SUPPLIED DATA -
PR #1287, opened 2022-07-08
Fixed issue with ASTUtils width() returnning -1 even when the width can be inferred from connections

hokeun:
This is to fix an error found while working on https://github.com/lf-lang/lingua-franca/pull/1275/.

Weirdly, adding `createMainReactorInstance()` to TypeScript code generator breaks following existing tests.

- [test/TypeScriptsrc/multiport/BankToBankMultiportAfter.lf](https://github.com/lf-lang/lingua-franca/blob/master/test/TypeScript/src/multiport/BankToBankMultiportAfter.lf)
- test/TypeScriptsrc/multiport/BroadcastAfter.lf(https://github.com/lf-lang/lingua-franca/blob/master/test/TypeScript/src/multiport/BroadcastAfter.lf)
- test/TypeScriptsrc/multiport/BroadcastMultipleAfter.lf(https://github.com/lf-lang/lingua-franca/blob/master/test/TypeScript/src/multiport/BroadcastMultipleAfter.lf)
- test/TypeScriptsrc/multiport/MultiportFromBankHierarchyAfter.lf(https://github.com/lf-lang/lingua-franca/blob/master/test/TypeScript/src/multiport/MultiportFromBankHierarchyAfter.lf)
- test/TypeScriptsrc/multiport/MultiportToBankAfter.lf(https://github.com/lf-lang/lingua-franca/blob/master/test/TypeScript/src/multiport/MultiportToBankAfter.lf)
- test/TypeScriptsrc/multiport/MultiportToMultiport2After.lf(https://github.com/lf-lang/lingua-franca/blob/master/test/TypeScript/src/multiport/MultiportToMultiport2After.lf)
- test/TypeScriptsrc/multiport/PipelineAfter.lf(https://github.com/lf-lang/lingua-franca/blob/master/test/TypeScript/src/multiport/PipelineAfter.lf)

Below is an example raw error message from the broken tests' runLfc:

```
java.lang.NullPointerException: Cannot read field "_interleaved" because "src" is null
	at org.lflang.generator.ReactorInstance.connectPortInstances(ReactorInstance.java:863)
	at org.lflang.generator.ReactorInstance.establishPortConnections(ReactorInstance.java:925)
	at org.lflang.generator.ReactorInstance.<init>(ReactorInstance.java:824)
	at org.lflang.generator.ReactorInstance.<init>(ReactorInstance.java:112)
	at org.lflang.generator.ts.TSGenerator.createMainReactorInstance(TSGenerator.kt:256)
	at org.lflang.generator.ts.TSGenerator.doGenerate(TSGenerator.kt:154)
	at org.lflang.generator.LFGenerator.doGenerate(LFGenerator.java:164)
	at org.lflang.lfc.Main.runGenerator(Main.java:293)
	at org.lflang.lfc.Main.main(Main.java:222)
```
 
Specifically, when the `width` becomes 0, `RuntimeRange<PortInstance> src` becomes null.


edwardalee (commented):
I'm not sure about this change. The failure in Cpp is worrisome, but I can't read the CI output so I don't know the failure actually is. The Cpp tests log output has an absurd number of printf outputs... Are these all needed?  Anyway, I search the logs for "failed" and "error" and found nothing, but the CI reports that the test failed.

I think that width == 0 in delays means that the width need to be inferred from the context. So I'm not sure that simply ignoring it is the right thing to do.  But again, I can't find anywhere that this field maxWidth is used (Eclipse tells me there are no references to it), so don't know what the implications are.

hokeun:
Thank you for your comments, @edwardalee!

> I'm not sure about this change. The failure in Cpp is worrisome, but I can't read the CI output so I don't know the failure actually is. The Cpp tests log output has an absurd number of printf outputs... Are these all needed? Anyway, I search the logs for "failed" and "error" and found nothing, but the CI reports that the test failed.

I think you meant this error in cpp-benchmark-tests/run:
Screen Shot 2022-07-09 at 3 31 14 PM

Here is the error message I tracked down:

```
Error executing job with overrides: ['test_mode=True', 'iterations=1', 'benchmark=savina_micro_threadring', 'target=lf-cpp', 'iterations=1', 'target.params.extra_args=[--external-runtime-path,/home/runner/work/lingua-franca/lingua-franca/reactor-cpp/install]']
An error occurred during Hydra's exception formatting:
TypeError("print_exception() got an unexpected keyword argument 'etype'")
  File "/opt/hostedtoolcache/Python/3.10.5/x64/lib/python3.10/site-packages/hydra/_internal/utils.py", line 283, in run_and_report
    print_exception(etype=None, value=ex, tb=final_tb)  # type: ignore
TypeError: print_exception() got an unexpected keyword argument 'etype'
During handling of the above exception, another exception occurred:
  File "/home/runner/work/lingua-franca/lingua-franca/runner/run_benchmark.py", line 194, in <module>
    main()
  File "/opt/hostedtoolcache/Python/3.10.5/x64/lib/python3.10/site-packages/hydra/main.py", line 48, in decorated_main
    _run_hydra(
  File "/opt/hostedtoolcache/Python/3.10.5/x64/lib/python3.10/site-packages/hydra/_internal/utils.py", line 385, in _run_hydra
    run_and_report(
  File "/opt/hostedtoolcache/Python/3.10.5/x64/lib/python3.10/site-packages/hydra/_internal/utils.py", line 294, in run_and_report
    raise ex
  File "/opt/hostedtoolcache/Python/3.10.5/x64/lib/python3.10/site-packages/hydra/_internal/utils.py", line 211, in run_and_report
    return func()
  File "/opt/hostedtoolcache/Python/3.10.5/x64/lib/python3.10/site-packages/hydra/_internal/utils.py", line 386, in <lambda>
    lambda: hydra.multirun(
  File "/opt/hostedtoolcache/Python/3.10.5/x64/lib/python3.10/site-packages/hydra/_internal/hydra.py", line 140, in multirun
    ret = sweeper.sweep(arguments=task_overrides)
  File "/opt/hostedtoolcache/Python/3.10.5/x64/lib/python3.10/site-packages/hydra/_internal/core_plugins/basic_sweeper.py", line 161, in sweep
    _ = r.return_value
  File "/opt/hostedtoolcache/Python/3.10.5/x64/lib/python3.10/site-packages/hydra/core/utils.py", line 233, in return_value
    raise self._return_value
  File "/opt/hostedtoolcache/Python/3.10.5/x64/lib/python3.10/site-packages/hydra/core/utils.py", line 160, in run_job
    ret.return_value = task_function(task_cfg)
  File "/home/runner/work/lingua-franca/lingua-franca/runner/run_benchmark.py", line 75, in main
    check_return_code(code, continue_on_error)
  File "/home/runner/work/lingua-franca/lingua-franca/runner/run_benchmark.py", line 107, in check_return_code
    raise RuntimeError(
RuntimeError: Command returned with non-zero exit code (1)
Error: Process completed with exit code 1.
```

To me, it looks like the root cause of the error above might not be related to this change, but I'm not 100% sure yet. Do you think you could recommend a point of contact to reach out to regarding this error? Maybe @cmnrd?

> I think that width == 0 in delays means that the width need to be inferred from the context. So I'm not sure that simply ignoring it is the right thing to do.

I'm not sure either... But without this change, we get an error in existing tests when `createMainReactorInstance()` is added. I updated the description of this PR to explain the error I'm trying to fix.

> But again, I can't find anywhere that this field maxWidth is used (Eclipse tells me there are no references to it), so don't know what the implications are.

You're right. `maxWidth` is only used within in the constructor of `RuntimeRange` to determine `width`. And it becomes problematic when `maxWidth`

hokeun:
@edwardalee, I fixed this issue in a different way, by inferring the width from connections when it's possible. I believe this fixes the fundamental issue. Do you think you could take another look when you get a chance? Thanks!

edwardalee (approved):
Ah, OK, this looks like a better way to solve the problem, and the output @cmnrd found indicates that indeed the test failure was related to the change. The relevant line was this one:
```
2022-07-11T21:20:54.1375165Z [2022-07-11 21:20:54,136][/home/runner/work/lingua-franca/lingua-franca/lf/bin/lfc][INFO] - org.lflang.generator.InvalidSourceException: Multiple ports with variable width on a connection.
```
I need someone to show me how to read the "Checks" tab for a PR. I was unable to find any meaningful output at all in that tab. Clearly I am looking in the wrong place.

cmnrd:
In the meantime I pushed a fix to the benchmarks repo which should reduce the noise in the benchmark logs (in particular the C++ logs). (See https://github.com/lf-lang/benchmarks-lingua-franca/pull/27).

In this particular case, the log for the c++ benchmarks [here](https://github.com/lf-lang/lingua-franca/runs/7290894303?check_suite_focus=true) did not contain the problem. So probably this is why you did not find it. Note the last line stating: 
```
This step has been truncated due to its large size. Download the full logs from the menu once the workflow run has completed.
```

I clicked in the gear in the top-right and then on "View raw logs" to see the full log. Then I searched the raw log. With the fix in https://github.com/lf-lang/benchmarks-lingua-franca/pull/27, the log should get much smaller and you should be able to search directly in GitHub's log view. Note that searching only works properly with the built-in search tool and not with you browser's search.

EXERCISE REQUIREMENTS - Every line above with the word "know" is to be copied out.

TASK OUTPUT -
I'm not sure about this change. The failure in Cpp is worrisome, but I can't read the CI output so I don't know the failure actually is. The Cpp tests log output has an absurd number of printf outputs... Are these all needed?  Anyway, I search the logs for "failed" and "error" and found nothing, but the CI reports that the test failed.
I think that width == 0 in delays means that the width need to be inferred from the context. So I'm not sure that simply ignoring it is the right thing to do.  But again, I can't find anywhere that this field maxWidth is used (Eclipse tells me there are no references to it), so don't know what the implications are.
> I'm not sure about this change. The failure in Cpp is worrisome, but I can't read the CI output so I don't know the failure actually is. The Cpp tests log output has an absurd number of printf outputs... Are these all needed? Anyway, I search the logs for "failed" and "error" and found nothing, but the CI reports that the test failed.
> But again, I can't find anywhere that this field maxWidth is used (Eclipse tells me there are no references to it), so don't know what the implications are.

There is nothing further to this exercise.